PR #253, opened 2022-01-27
Implements `rec_get_user_nodes`.

### LINKED ISSUE #252: pt.transform.tag_child_nodes is O(2^(|V|))
```python
import pytato as pt
from numpy.random import default_rng


def construct_intestine_graph(depth=100, seed=0):
    rng = default_rng(seed)
    x = pt.make_placeholder("x", shape=(10,), dtype=float)
    y = x

    for _ in range(depth):
        coeff1, coeff2 = rng.integers(0, 10, 2)
        y = coeff1 * y + coeff2 * y

    return y, x


expr, inp = construct_intestine_graph()
user_collector = pt.transform.UsersCollector()
user_collector(expr)
result = pt.transform.tag_child_nodes(user_collector.node_to_users, 1, inp)
print(result)
```
keep going on and on. (Note: won't work on main as the argument order [here](https://github.com/inducer/pytato/blob/4975cfd89d784e82063b196307be587fad862cdc/pytato/transform.py#L1177-L1178) is incorrect, needs to reverse the 2nd and 3rd argument order)

Other than that, I think `tag_child_nodes` is very specific and I don't think this needs to be an abstraction on the graphs we should support.

kaushikcfd:
Resolves #252.

### DIFF
--- a/pytato/transform.py
+++ b/pytato/transform.py
@@ -27,6 +27,7 @@ THE SOFTWARE.
 from abc import ABC, abstractmethod
 from typing import (Any, Callable, Dict, FrozenSet, Union, TypeVar, Set, Generic,
                     List, Mapping, Iterable, Optional, Tuple)
+from pyrsistent.typing import PMap as PMapT
 
 from pytato.array import (
         Array, IndexLambda, Placeholder, Stack, Roll,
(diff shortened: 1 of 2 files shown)


kaushikcfd:
@matthiasdiener: How do you feel about this? One can construct trivially construct `tag_to_nodes` from `rec_get_user_nodes`, please let me know if you disagree.

matthiasdiener (approved):
LGTM, thanks!

inducer:
Thanks for working on this!

PR #257, opened 2022-02-01
Fix IndexBase equality comparison

kaushikcfd:
Provided test fails on `main`.


inducer:
Yikes! Thanks for finding that. :+1:

PR #262, opened 2022-02-21
Use `np.errstate` to raise on numpy errors, instead of a warning filter

inducer:
The previous way broke https://github.com/inducer/pytools/pull/120, which (deliberately) introduced a warning to be raised, which the code being removed turned into an exception.


inducer:
Low-impact and simple, proceeding with merge.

== What you have to do ==
Please give the number of lines in the listing that hold "this", and no other text.

== Your solution ==
3